- What is needed
The expected answer is every line from the material below that has the word "opened".

- Records for processing
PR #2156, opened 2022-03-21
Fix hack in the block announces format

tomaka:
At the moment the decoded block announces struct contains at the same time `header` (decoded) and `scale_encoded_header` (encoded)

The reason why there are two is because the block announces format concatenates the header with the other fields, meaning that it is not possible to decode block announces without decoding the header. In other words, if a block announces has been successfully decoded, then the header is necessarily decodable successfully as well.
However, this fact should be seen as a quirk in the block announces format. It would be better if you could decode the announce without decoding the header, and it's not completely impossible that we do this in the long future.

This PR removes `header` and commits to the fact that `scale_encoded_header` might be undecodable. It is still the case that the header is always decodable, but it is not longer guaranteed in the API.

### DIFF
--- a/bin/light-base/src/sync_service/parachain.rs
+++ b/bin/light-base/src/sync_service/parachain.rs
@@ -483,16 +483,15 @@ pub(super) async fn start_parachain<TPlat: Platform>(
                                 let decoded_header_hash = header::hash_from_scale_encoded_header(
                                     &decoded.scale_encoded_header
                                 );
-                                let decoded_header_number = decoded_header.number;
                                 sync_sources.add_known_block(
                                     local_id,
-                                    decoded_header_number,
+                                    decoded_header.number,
---
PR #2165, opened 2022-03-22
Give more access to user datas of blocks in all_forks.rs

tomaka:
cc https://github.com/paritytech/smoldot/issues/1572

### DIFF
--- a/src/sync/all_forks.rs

- Exercise answer
PR #2156, opened 2022-03-21
PR #2165, opened 2022-03-22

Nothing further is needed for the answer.